▶ Given data:
PR #1480, opened 2026-03-17
Add withCleanup function to @solana/plugin-core

mcintyre94:
Adds a `withCleanup` function that extends any client with a synchronous `Symbol.dispose` method, enabling the TC39 `using` declaration pattern. Note that only synchronous cleanup is supported for now — async teardown (`Symbol.asyncDispose`) is not yet handled. If the client already has a `Symbol.dispose`, the new cleanup is chained so both run when the client is disposed. Includes unit tests and a type test.

```ts
function myPlugin() {
    return <T extends object>(client: T) => {
        const socket = new WebSocket('wss://api.example.com');
        return withCleanup(
            extendClient(client, { socket }),
            () => socket.close(),
        );
    };
}

// `socket.close()` is called automatically when `client` goes out of scope:
using client = createClient(myPlugin());
```

### DIFF
--- a/packages/plugin-core/src/__tests__/client-test.ts
+++ b/packages/plugin-core/src/__tests__/client-test.ts
@@ -1,6 +1,6 @@
 import '@solana/test-matchers/toBeFrozenObject';
 
-import { createEmptyClient, extendClient } from '../client';
+import { createEmptyClient, extendClient, withCleanup } from '../client';
 
 describe('createEmptyClient', () => {
     it('creates an empty object with a use function', () => {
@@ -259,5 +259,61 @@ describe('extendClient', () => {
 
     it('returns a frozen object', () => {
         expect(extendClient({ fruit: 'apple' as const }, { vegetable: 'carrot' as const })).toBeFrozenObject();
+    });
+});
+
+describe('withCleanup', () => {
+    it('calls the cleanup function when disposed', () => {
+        const cleanup = jest.fn();
+        const result = withCleanup({}, cleanup);
+        result[Symbol.dispose]();
+        expect(cleanup).toHaveBeenCalledTimes(1);
+    });
+
+    it('disposes using the `using` syntax', () => {
+        const cleanup = jest.fn();
+        {
+            // eslint-disable-next-line @typescript-eslint/no-unused-vars
+            using _ = withCleanup({}, cleanup);
+        }
+        expect(cleanup).toHaveBeenCalledTimes(1);
+    });
+
+    it('does not call the cleanup function before dispose is invoked', () => {
+        const cleanup = jest.fn();
+        withCleanup({}, cleanup);
+        expect(cleanup).not.toHaveBeenCalled();
+    });
+
+    it('chains parent Symbol.dispose when client already has one', () => {
+        const callOrder: string[] = [];
+        const parentDispose = jest.fn(() => callOrder.push('parent'));
+        const cleanup = jest.fn(() => callOrder.push('cleanup'));
+        const client = { [Symbol.dispose]: parentDispose };
+        const result = withCleanup(client, cleanup);
+        result[Symbol.dispose]();
+        expect(cleanup).toHaveBeenCalledTimes(1);
+        expect(parentDispose).toHaveBeenCalledTimes(1);
+        expect(callOrder).toStrictEqual(['cleanup', 'parent']);
+    });
+
+    it('does not throw when client has no Symbol.dispose', () => {
+        const cleanup = jest.fn();
+        const result = withCleanup({}, cleanup);
+        expect(() => result[Symbol.dispose]()).not.toThrow();
+    });
+
+    it('preserves existing client properties', () => {
+        const result = withCleanup({ fruit: 'apple' as const }, () => {});
+        expect(result.fruit).toBe('apple');
+    });
+
+    it('symbol.dispose is a function on the result', () => {
+        const result = withCleanup({}, () => {});
+        expect(typeof result[Symbol.dispose]).toBe('function');
+    });
+
+    it('returns a frozen object', () => {
+        expect(withCleanup({ fruit: 'apple' as const }, () => {})).toBeFrozenObject();
     });
 });
--- a/packages/plugin-core/src/__tests__/client-test.ts
+++ b/packages/plugin-core/src/__tests__/client-test.ts
@@ -316,4 +316,35 @@ describe('withCleanup', () => {
     it('returns a frozen object', () => {
         expect(withCleanup({ fruit: 'apple' as const }, () => {})).toBeFrozenObject();
     });
+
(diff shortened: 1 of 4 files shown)


packages/plugin-core/src/__tests__/client-test.ts
```diff
@@ -261,3 +261,50 @@ describe('extendClient', () => {
...
     });
 });
+
+describe('withCleanup', () => {
+    it('calls the cleanup function when disposed', () => {
+        const cleanup = jest.fn();
+        const result = withCleanup({}, cleanup);
+        result[Symbol.dispose]();
+        expect(cleanup).toHaveBeenCalledTimes(1);
+    });
```
lorisleiva, line 271: nit: Not sure if it's possible in Jest environments but would it be possible to have a variant of this test that doesn't call `Symbol.dispose` directly? Something like:

```ts
const cleanup = jest.fn();
{
    const client = withCleanup({}, cleanup);
} // client variable is disposed here.
expect(cleanup).toHaveBeenCalledTimes(1);
```

packages/plugin-core/src/__typetests__/client-typetest.ts
```diff
@@ -233,3 +240,18 @@ const EMPTY_ASYNC_CLIENT = null as unknown as AsyncClient<object>;
         extendClient({}, 'hello');
     }
 }
+
+// [Describe] withCleanup
+{
+    // It returns a Disposable client
```
lorisleiva, line 246: nit: Should we add a test with an `AsyncClient` input for completeness?

packages/plugin-core/src/client.ts
```diff
@@ -242,3 +242,48 @@ export function extendClient<TClient extends object, TAdditions extends object>(
...
+ *         const socket = new WebSocket('wss://api.example.com');
+ *         return withCleanup(
+ *             extendClient(client, { socket }),
+ *             () => socket.close(),
+ *         );
+ *     };
+ * }
+ *
+ * // Later, when the client is no longer needed:
+ * using client = createClient(myPlugin());
```
lorisleiva: I think this example is a little broken:

```suggestion
 * const client = createEmptyClient().use(myPlugin());
 * // Later, when the client is no longer needed:
```

packages/plugin-core/src/client.ts
```diff
@@ -242,3 +242,48 @@ export function extendClient<TClient extends object, TAdditions extends object>(
...
+ *
+ * @see {@link extendClient}
+ */
+export function withCleanup<TClient extends object>(client: TClient, cleanup: () => void): Disposable & TClient {
+    const parentDispose: (() => void) | undefined =
+        Symbol.dispose in client ? (client as Disposable)[Symbol.dispose] : undefined;
+    const additions: Disposable = {
+        [Symbol.dispose]() {
+            cleanup();
+            parentDispose?.call(client);
```
lorisleiva: Interesting, the child cleanup is called before its predecessors. Is that by design to create a sort of First In Last Cleaned approach? It probably makes sense actually because if plugin B depends on plugin A, then you want to make sure plugin B is cleaned first so there's no invalid behaviour where B is still alive and A has been cleaned up.

packages/plugin-core/src/__tests__/client-test.ts
```diff
@@ -261,3 +261,50 @@ describe('extendClient', () => {
...
+    it('chains parent Symbol.dispose when client already has one', () => {
+        const callOrder: string[] = [];
+        const parentDispose = jest.fn(() => callOrder.push('parent'));
+        const cleanup = jest.fn(() => callOrder.push('cleanup'));
+        const client = { [Symbol.dispose]: parentDispose };
+        const result = withCleanup(client, cleanup);
+        result[Symbol.dispose]();
+        expect(cleanup).toHaveBeenCalledTimes(1);
+        expect(parentDispose).toHaveBeenCalledTimes(1);
+        expect(callOrder).toStrictEqual(['cleanup', 'parent']);
```
lorisleiva, line 297: Nice you test the clean up order explicitly here.

lorisleiva (approved):
Very nice! Just a couple of nits. Is the idea that we only support sync dispose for now and if we need async support we can add `withAsyncCleanup` in the future?

mcintyre94:
* **#1482** <a href="https://app.graphite.com/github/pr/anza-xyz/kit/1482?utm_source=stack-comment-icon" target="_blank">Graphite</a>
* **#1480** <a href="https://app.graphite.com/github/pr/anza-xyz/kit/1480?utm_source=stack-comment-icon" target="_blank">Graphite</a> 👈 <a href="https://app.graphite.com/github/pr/anza-xyz/kit/1480?utm_source=stack-comment-view-in-graphite" target="_blank">(View in Graphite)</a>
* `main`


<h2></h2>

packages/plugin-core/src/client.ts
mcintyre94: Yep that's the idea - if you remember the very first draft design had a stack being maintained, this is that same idea but without having to maintain that chain as separate state.

packages/plugin-core/src/__tests__/client-test.ts
mcintyre94: Nice, this test works:

```ts
    it('disposes using the `using` syntax', () => {
        const cleanup = jest.fn();
        {
            // eslint-disable-next-line @typescript-eslint/no-unused-vars
            using _ = withCleanup({}, cleanup);
        }
        expect(cleanup).toHaveBeenCalledTimes(1);
    });
```

packages/plugin-core/src/__typetests__/client-typetest.ts
mcintyre94: Good idea, added:

```ts
    // It accepts an AsyncClient
    {
        const client = null as unknown as AsyncClient<object>;
        withCleanup(client, () => {}) satisfies AsyncClient<object> & Disposable;
    }
```

mcintyre94:
We discussed offline, and decided to keep broadly this design.

I've refactored this PR to use a `DisposableStack`, which is [part of the same spec](https://github.com/tc39/proposal-explicit-resource-management?tab=readme-ov-file#the-disposablestack-and-asyncdisposablestack-container-objects). This replaces our code to manually call a parent dispose function to create a LIFO stack. The primary difference is that this provides robust error handling, if one dispose function fails then others will still be attempted.

This does add some state to the client object, which is maintained in a non-enumerable `__PRIVATE__DISPOSABLE_STACK` field. The first time we use `withCleanup` we add this stack to the client, and subsequent calls add their cleanup function to it. We also add a `[Symbol.dispose]` method which calls `stack[Symbol.dispose]()`, ie calls the cleanup functions added to the stack. If there is an existing `Symbol.dispose` on the client before the first call to `withCleanup` then this is preserved by being added to the stack first.

lorisleiva (approved):
Nice! The disposable stack API is great!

▶ Required work: Find how many lines above include "toBeFrozenObject", then write only that count.

▶ Written solution: 4